# [Exercise instructions]
Below are records; work out how many of their lines hold the string "json" and give that number alone.

# [Records for the task]
PR #244, opened 2022-12-15
Mapper & Enrichment Bug Squashing

amywieliczka:


metadata_mapper/lambda_function.py
```diff
@@ -56,40 +75,37 @@ def map_page(payload, context):
...
+            if report in group_by_report:
+                group_by_report[report].append(couch_id)
+            else:
+                group_by_report[report] = [couch_id]
+        count_by_report = {
+            report: f"{len(couch_ids)} of {len(mapped_records)}"
+            for report, couch_ids in group_by_report.items()
+        }
+        for report, count in count_by_report.items():
+            print(f"{count} records report enrichments errors: {report}")
```
amywieliczka, line 107: I've removed print statements that reported errors in each enrichment function and instead appended those errors to an array `enrichment_report` that exists on each record. This bit of logic here groups like lists, so if, for example, every single item on the page we're currently mapping has the exact same enrichment error, it's a little clearer to see. 

Rather than printing, this could get sent to the return value of map_page. We should maybe try to rationalize where to use printing vs. log messages vs. return values. I was trying to limit printing to command line utilities such as `map_registry_collections.py` and cases when execution should halt, rather than reporting something out and continuing to process. I was trying to only use log messages or return values in the internals such as this. I'm punting a bit on doing this rationalization until we have a clearer sense of our workflow management tooling.

metadata_mapper/lambda_shepherd.py
```diff
@@ -88,6 +96,16 @@ def map_collection(payload, context):
                 InvocationType="Event",  # invoke asynchronously
                 Payload=json.dumps(payload).encode('utf-8')
             )
+    return {
+        'statusCode': 200,
+        'body': {
+            'collection_id': collection_id,
```
amywieliczka, line 102: If we did send those enrichment exceptions in the return value, they could trickle up to get added to this return value.

metadata_mapper/map_registry_collections.py
```diff
@@ -8,15 +8,26 @@
 
 def map_endpoint(url):
     lookup = {
-        'ucldc_nuxeo': 'nuxeo'
+        'ucldc_nuxeo': 'nuxeo',
+        'oac_dc': 'oac',
+        'islandora_oai_dc': 'islandora'
```
amywieliczka, line 13: this sort of translation should really happen on the registry side of things, and at some point when we have a firmer "mapper vocabulary" (probably after Rikolti's launch) we should migrate the registry to use the new vocabulary.

metadata_mapper/mappers/islandora_mapper.py
```diff
@@ -58,6 +58,7 @@ def to_UCLDC(self):
         # print(f"{self.source_metadata=}")
 
         self.mapped_data = {
+            'calisphere-id': self.legacy_couch_db_id.split('--')[1],
```
amywieliczka, line 61: I'm not exactly sure what the calisphere id should be, but validation requires one. Ideally it should probably match what is currently used for the calisphere.org/item/<item_id> url, but I still don't understand where that comes from when it's not a UUID or an ARK. We should either choose to take this on ourselves as a mapper update we'll have to make at some point across the entire suite of mappers (and remove it from validation requirements), or discuss with CIC.

metadata_mapper/mappers/mapper.py
```diff
@@ -66,6 +66,8 @@ class Record(object):
     def __init__(self, col_id, record):
         self.collection_id = col_id
         self.source_metadata = record
+        self.pre_mapped_data = {}
+        self.enrichment_report = []
```
amywieliczka, line 70: This is that enrichment exceptions error reporting thing. 

pre_mapped_data exists for the sake of some enrichments that happen prior to mapping. it's a stop gap. we should get rid of it.

metadata_mapper/mappers/mapper.py
```diff
@@ -137,9 +140,12 @@ def select_oac_id(self):
...
             calisphere_id = id_values[0]
 
-        self.mapped_data["id"] = f"{self.collection_id}--{calisphere_id}"
-        self.mapped_data["isShownAt"] = calisphere_id
-        self.mapped_data["isShownBy"] = f"{calisphere_id}/thumbnail"
+        self.pre_mapped_data["id"] = f"{self.collection_id}--{calisphere_id}"
+        self.pre_mapped_data["calisphere-id"] = f"{calisphere_id}"
+        self.pre_mapped_data["isShownAt"] = calisphere_id
+        self.pre_mapped_data["isShownBy"] = f"{calisphere_id}/thumbnail"
+        self.legacy_couch_db_id = (f"{self.collection_id}--{calisphere_id}")
```
amywieliczka, line 147: Currently the validation outputs the legacy couchdb id as a way to look up how the record looks in our existing system. Calculating this legacy couchdb id in rikolti helps us match against the existing system. Unlike our solr ids and "calisphere-id", I do understand how the couchdb id is calculated each time. I'd prefer to have both in the system until we can get rid of both solr and couch.

metadata_mapper/mappers/mapper.py
```diff
@@ -219,7 +225,7 @@ def required_values_from_collection_registry(
             # self.mapped_data["@context"] = "http://dp.la/api/items/context"
         return self
 
-    def shred(self, field, delim=";"):
+    def shred(self, prop, delim=";"):
```
amywieliczka, line 228: This was just incorrect naming.

metadata_mapper/mappers/mapper.py
```diff
@@ -231,16 +237,16 @@ def shred(self, field, delim=";"):
...
+        1,021 times:    prop=["sourceResource/creator"]
+        1,021 times:    prop=["sourceResource/type"]
+        5 times:        prop=["sourceResource/description"],   delim=["<br>"]
         """
-        field = field[0].split('/')[1:]     # remove sourceResource
+        field = prop[0].split('/')[1:][0]     # remove sourceResource
         delim = delim[0]
 
-        if field not in self.mapped_data:
+        if field not in self.mapped_data or not self.mapped_data[field]:
```
amywieliczka, line 249: sometimes field exists in self.mapped_data but self.mapped_data[field] literally equals None. Would love to understand better if there are cases where a "None" field value is actually important to know, or if this is just a side effect of implementation and we can safely clean up these fields.

metadata_mapper/mappers/mapper.py
```diff
@@ -308,8 +313,8 @@ def copy_prop(self, prop, to_prop, skip_if_exists=[False]):
                     to_prop=["sourceResource/title"]
         """
 
-        src = prop[0].split('/')[1:]
-        dest = to_prop[0].split('/')[1:]
+        src = prop[0].split('/')[-1]
+        dest = to_prop[0].split('/')[-1]
```
amywieliczka, line 317: this update handles `to_prop = ["sourceResource/title"]` AND `to_prop = ["dataProvider"]`

(though obviously still unclear on what data provider means in the to_prop category, we'll have to wait till we harvest a collection that uses this enrichment with these parameters)

metadata_mapper/mappers/mapper.py
```diff
@@ -351,18 +355,22 @@ def move_date_values(self, prop, dest="temporal"):
         # 2079 times: prop=["sourceResource/spatial"]
         """
         src = prop[0].split('/')[-1]   # remove sourceResource
-        if src not in self.mapped_data:
+        src_values = self.mapped_data.get(src)
```
amywieliczka, line 358: this is that same issue where sometimes src is in self.mapped_data but it is actually a None value.

metadata_mapper/mappers/mapper.py
```diff
@@ -351,18 +355,22 @@ def move_date_values(self, prop, dest="temporal"):
...
             return self
-
-        src_values = self.mapped_data[src]
         if isinstance(src_values, str):
             src_values = [src_values]
-        remove = []
+
         dest_values = self.mapped_data.get(dest, [])
+        if not dest_values:
+            dest_values = []
```
amywieliczka, line 366: same issue with keys for None values

metadata_mapper/tests.py
```diff
@@ -1,19 +1,59 @@
...
-for harvest in harvests:
-    print(f"mapping tests: {json.dumps(harvest)}")
-    map_page(json.dumps(harvest), {})
-    print(f"mapped: {str(harvest)}")
+def main():
+    vernacular_path = settings.local_path(
+        'vernacular_metadata', 0)[:-1]
+    urls = [
+        f"https://registry.cdlib.org/api/v1/rikoltimapper/{f}/?format=json"
+        for f in os.listdir(vernacular_path)
```
amywieliczka, line 21: this now just maps against everything in the local filesystem's vernacular metadata path.

metadata_mapper/validate_mapping.py
```diff
@@ -207,6 +205,22 @@ def validate_mapped_page(rikolti_records, solr_records, query):
                     )
 
         query['start'] = query['start'] + 100
+        if query['start'] < num_solr_records:
+            collections_search = solr(**query)
+            collections_search = collections_search.get(
+                'response', {'docs': None}).get('docs', [])
+            solr_records.update(
+                {r['harvest_id_s']: r for r in collections_search})
+        else:
```
amywieliczka, line 214: Add handling for cases when Rikolti has new records that don't appear in Solr

metadata_mapper/lambda_function.py
barbarahui: Sounds good. I have wondered about when to use print statements vs logging vs some other reporting method also. Figuring out a clear rationalization at some point sounds great.

metadata_mapper/map_registry_collections.py
barbarahui: makes sense

metadata_mapper/lambda_shepherd.py
barbarahui: Yeah that could be useful

metadata_mapper/lambda_shepherd.py
```diff
@@ -55,24 +56,31 @@ def map_collection(payload, context):
...
+            page_list = [f for f in os.listdir(vernacular_path)
+                         if os.path.isfile(os.path.join(vernacular_path, f))]
+        except FileNotFoundError as e:
+            logging.debug(f"{e} - have you fetched {collection_id}?")
+            return {
+                'statusCode': 400,
+                'body': json.dumps({
+                    'error': (
+                        f"{repr(e)} - have you fetched {collection_id}? ",
+                        f"looked in {e.filename}"
```
barbarahui, line 74: I was confused about this line at first, but it's reporting the name of the directory we looked for files in, yes? Super minor, but maybe this would make it clearer when reading the code:

```
Looked in dir {e.filename}
```

metadata_mapper/lambda_function.py
```diff
@@ -45,6 +45,25 @@ def parse_enrichment_url(enrichment_url):
     return enrichment_func, kwargs
 
 
+def run_enrichments(records, payload, enrichment_set):
+    collection = payload.get('collection', {})
+    for enrichment_url in collection.get(enrichment_set, []):
+        enrichment_func, kwargs = parse_enrichment_url(enrichment_url)
+        if not enrichment_func and settings.SKIP_UNDEFINED_ENRICHMENTS:
```
barbarahui, line 52: Is it possible for enrichment_func to be None and for settings.SKIP_UNDEFINED_ENRICHMENTS to be False? Do we want to handle that case?

metadata_mapper/tests.py
barbarahui: oh yeah that's nicer

metadata_mapper/validate_mapping.py
barbarahui: Makes sense. Wow yeah, the (necessary) logic for getting pages from solr and comparing to pages of rikolti records is convoluted...

metadata_mapper/mappers/islandora_mapper.py
barbarahui: Yeah, we need to do some tracing of code through the old stack to see where this is set. I *think* that if the item doesn't have an ARK, then we use the originating system's id (which in some cases is a UUID).

barbarahui: I think this would be a good candidate task for CiC to work on?

metadata_mapper/mappers/oac_mapper.py
```diff
@@ -9,35 +9,22 @@
...
         })
 
-        mapped_data = self.remove_if_none([
-            "provider",
-            "dataProvider",
-            "isShownBy",
-            "item_count",
-        ], mapped_data)
+        if mapped_data["isShownBy"] is None:
+            mapped_data.pop("isShownBy")
```
barbarahui, line 24: Do we need to do the same for if isShownAt is None?

metadata_mapper/mappers/mapper.py
barbarahui: got it

metadata_mapper/mappers/mapper.py
barbarahui: ok, makes sense

metadata_mapper/mappers/mapper.py
barbarahui: Apparently Lucene (which is what solr and elasticsearch are both built on) cannot by definition index a null value. It could index the string "None", but I'm doubtful that this is ever what is intended? We could check with Adrian?

barbarahui (approved):
Wow, thanks again for doing this huge amount of work to migrate the enrichments. They are so...gnarly. I made a few comments, lots of which are questions.

metadata_mapper/mappers/islandora_mapper.py
amywieliczka: I've never seen the calisphere/solr id stored in couchdb. You can get the couchdb id from solr, but not the other way around. I think the solr id must currently be created on the sync to solr step (so I don't really think this is within scope for CiC?)

metadata_mapper/lambda_function.py
amywieliczka: In `parse_enrichment_url` I raise an exception if SKIP_UNDEFINED_ENRICHMENTS is False and enrichment_func is None.

metadata_mapper/mappers/oac_mapper.py
amywieliczka: OAC mapper kind of needs to be completely revisited. At some point. I don't think this makes sense to look at for now though.

metadata_mapper/lambda_shepherd.py
amywieliczka: Done

barbarahui (approved):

# [The answer]
5